** DATA LISTING **
PR #1757, opened 2026-06-21
Throw a descriptive message for a non-exhaustive switch expression

Jim8y:
## Problem

When no arm of a switch expression matched, the generated code threw the **governing value itself**:

```csharp
AccessSlot(OpCode.LDLOC, anonymousIndex);
AddInstruction(OpCode.THROW);
```

C# throws a `SwitchExpressionException` here, so a contract that caught the exception saw the raw scrutinee value rather than a meaningful message.

## Fix

Throw a constant descriptive string instead, mirroring how `throw new Exception(message)` is lowered. The throw path is only reached when no arm matches, so matched calls are unaffected — their executed opcodes (and therefore gas) are unchanged.

## Tests / artifacts

- `UnitTest_SwitchExpressionThrow`: a matched arm still returns its value; an unmatched value throws with a message containing `did not match` (previously the message was the scrutinee value).
- Refreshed the four testing artifacts whose unmatched fallback changed (bytecode/offset only; ABI signatures and all gas baselines unchanged).

## Verification

Full local run, all green: `Neo.Compiler.CSharp.UnitTests` (1284), `Framework` (253), `Template` (41), and all example projects.


src/Neo.Compiler.CSharp/MethodConvert/Expression/SwitchExpression.cs
```diff
@@ -72,7 +72,9 @@ private void ConvertSwitchExpression(SemanticModel model, SwitchExpressionSyntax
             Jump(OpCode.JMP_L, breakTarget);
             nextTarget.Instruction = AddInstruction(OpCode.NOP);
         }
-        AccessSlot(OpCode.LDLOC, anonymousIndex);
+        // No arm matched. C# throws a SwitchExpressionException here; throw a descriptive
+        // constant message instead of the governing value, so a caught exception is meaningful.
+        Push("The switch expression did not match any pattern.");
```
Wi1l-B0t: Can the exception message be shorter?

ajara87 (dismissed):

src/Neo.Compiler.CSharp/MethodConvert/Expression/SwitchExpression.cs
shargon: What do you propose?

** ABOUT THIS TASK **
Above are the lines; repeat exactly the ones from the line containing "When no arm of" down to the line containing "## Tests / artifacts", both inclusive.

** TASK ANSWER **
When no arm of a switch expression matched, the generated code threw the **governing value itself**:

```csharp
AccessSlot(OpCode.LDLOC, anonymousIndex);
AddInstruction(OpCode.THROW);
```

C# throws a `SwitchExpressionException` here, so a contract that caught the exception saw the raw scrutinee value rather than a meaningful message.

## Fix

Throw a constant descriptive string instead, mirroring how `throw new Exception(message)` is lowered. The throw path is only reached when no arm matches, so matched calls are unaffected — their executed opcodes (and therefore gas) are unchanged.

## Tests / artifacts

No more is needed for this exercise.